RECORDED DATA START

PR #1123, opened 2017-05-22
Extract Manual.find_by_slug! and use Manual vs ManualRecord in a bunch of rake tasks

floehopper:
This started off as an attempt to reduce duplication where a `Manual` was being looked up by its `slug` via a `ManualRecord` query. However, it has also led me into using `Manual` vs `ManualRecord` in a bunch of Rake tasks and extracting `Manual#set` & `Manual#editions`.

The higher level goal of preferring `Manual` over `ManualRecord` is that the latter should be an implementation detail of the former and ideally shouldn't be accessed from outside the former.

### DIFF
--- a/spec/models/manual_spec.rb
+++ b/spec/models/manual_spec.rb
@@ -1074,4 +1074,13 @@ describe Manual do
       expect(manual.editions).to eq(manual_record.editions)
     end
   end
+
+  describe "#set" do
+    let!(:manual_record) { FactoryGirl.create(:manual_record, manual_id: manual.id) }
+
+    it "sets attributes on underlying manual record" do
+      manual.set(slug: "new-slug")
+      expect(manual_record.reload.slug).to eq("new-slug")
+    end
+  end
 end
--- a/spec/models/manual_spec.rb
+++ b/spec/models/manual_spec.rb
@@ -1066,4 +1066,12 @@ describe Manual do
       end
     end
   end
+
+  describe "#editions" do
+    let!(:manual_record) { FactoryGirl.create(:manual_record, manual_id: manual.id) }
+
+    it "returns editions from underlying manual record" do
+      expect(manual.editions).to eq(manual_record.editions)
+    end
+  end
 end
--- a/spec/models/manual_spec.rb
+++ b/spec/models/manual_spec.rb
@@ -1016,4 +1016,54 @@ describe Manual do
       end
     end
   end
+
+  describe ".find_by_slug!" do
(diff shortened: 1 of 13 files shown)


spec/models/manual_spec.rb
```diff
@@ -20,15 +20,15 @@
...
-  let(:originally_published_at) { double(:originally_published_at) }
-  let(:use_originally_published_at_for_public_timestamp) { double(:use_originally_published_at_for_public_timestamp) }
-  let(:title) { double(:title) }
-  let(:summary) { double(:summary) }
-  let(:body) { double(:body) }
-  let(:organisation_slug) { double(:organisation_slug) }
-  let(:state) { double(:state) }
-  let(:slug) { double(:slug) }
+  let(:updated_at) { Time.parse("2001-01-01") }
+  let(:originally_published_at) { DateTime.parse("2002-02-02") }
```
chrisroos: Is there a reason that `updated_at` is a `Time` and `originally_published_at` is a `DateTime`?

chrisroos:
I notice a number of commits don't contain any explanation (e.g. "Extract Manual.find_by_slug!" and "Introduce Manual#editions"). I can see that an explanation might not be necessary while looking at the commits in the context of the branch but I can imagine that it might be useful when coming back to these commits in future. What do you think?

chrisroos:
The commit titled "Use a real user vs OpenStruct in SectionReslugger spec" changes the SectionReslugger rather than its spec. It might be worth updating the commit note.

spec/models/manual_spec.rb
floehopper: [`ManualRecord::Edition#updated_at` is defined by `Mongoid::Timestamps`](https://github.com/alphagov/manuals-publisher/blob/56aae0810219bbc119c28698a8b4663fc050672b/app/models/manual_record.rb#L71) whereas [`originally_published_at` is has a custom definition as `DateTime`](https://github.com/alphagov/manuals-publisher/blob/56aae0810219bbc119c28698a8b4663fc050672b/app/models/manual_record.rb#L80). My guess is the developer either didn't realise they were different or had a specific reason to make them different.

I consciously chose not to address this problem in this PR, but I have have just captured it in #1126.

floehopper:

floehopper:
@chrisroos: Thanks for the feedback. I've fixed the one incorrect commit note and elaborated on my motivations in a bunch of others. I've force-pushed my changes and plan to merge this if/when the CI build passes.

RECORDED DATA END

• THE TASK
Write down all of the records again, word for word.

• WRITTEN RESPONSE
PR #1123, opened 2017-05-22
Extract Manual.find_by_slug! and use Manual vs ManualRecord in a bunch of rake tasks

floehopper:
This started off as an attempt to reduce duplication where a `Manual` was being looked up by its `slug` via a `ManualRecord` query. However, it has also led me into using `Manual` vs `ManualRecord` in a bunch of Rake tasks and extracting `Manual#set` & `Manual#editions`.

The higher level goal of preferring `Manual` over `ManualRecord` is that the latter should be an implementation detail of the former and ideally shouldn't be accessed from outside the former.

### DIFF
--- a/spec/models/manual_spec.rb
+++ b/spec/models/manual_spec.rb
@@ -1074,4 +1074,13 @@ describe Manual do
       expect(manual.editions).to eq(manual_record.editions)
     end
   end
+
+  describe "#set" do
+    let!(:manual_record) { FactoryGirl.create(:manual_record, manual_id: manual.id) }
+
+    it "sets attributes on underlying manual record" do
+      manual.set(slug: "new-slug")
+      expect(manual_record.reload.slug).to eq("new-slug")
+    end
+  end
 end
--- a/spec/models/manual_spec.rb
+++ b/spec/models/manual_spec.rb
@@ -1066,4 +1066,12 @@ describe Manual do
       end
     end
   end
+
+  describe "#editions" do
+    let!(:manual_record) { FactoryGirl.create(:manual_record, manual_id: manual.id) }
+
+    it "returns editions from underlying manual record" do
+      expect(manual.editions).to eq(manual_record.editions)
+    end
+  end
 end
--- a/spec/models/manual_spec.rb
+++ b/spec/models/manual_spec.rb
@@ -1016,4 +1016,54 @@ describe Manual do
       end
     end
   end
+
+  describe ".find_by_slug!" do
(diff shortened: 1 of 13 files shown)


spec/models/manual_spec.rb
```diff
@@ -20,15 +20,15 @@
...
-  let(:originally_published_at) { double(:originally_published_at) }
-  let(:use_originally_published_at_for_public_timestamp) { double(:use_originally_published_at_for_public_timestamp) }
-  let(:title) { double(:title) }
-  let(:summary) { double(:summary) }
-  let(:body) { double(:body) }
-  let(:organisation_slug) { double(:organisation_slug) }
-  let(:state) { double(:state) }
-  let(:slug) { double(:slug) }
+  let(:updated_at) { Time.parse("2001-01-01") }
+  let(:originally_published_at) { DateTime.parse("2002-02-02") }
```
chrisroos: Is there a reason that `updated_at` is a `Time` and `originally_published_at` is a `DateTime`?

chrisroos:
I notice a number of commits don't contain any explanation (e.g. "Extract Manual.find_by_slug!" and "Introduce Manual#editions"). I can see that an explanation might not be necessary while looking at the commits in the context of the branch but I can imagine that it might be useful when coming back to these commits in future. What do you think?

chrisroos:
The commit titled "Use a real user vs OpenStruct in SectionReslugger spec" changes the SectionReslugger rather than its spec. It might be worth updating the commit note.

spec/models/manual_spec.rb
floehopper: [`ManualRecord::Edition#updated_at` is defined by `Mongoid::Timestamps`](https://github.com/alphagov/manuals-publisher/blob/56aae0810219bbc119c28698a8b4663fc050672b/app/models/manual_record.rb#L71) whereas [`originally_published_at` is has a custom definition as `DateTime`](https://github.com/alphagov/manuals-publisher/blob/56aae0810219bbc119c28698a8b4663fc050672b/app/models/manual_record.rb#L80). My guess is the developer either didn't realise they were different or had a specific reason to make them different.

I consciously chose not to address this problem in this PR, but I have have just captured it in #1126.

floehopper:

floehopper:
@chrisroos: Thanks for the feedback. I've fixed the one incorrect commit note and elaborated on my motivations in a bunch of others. I've force-pushed my changes and plan to merge this if/when the CI build passes.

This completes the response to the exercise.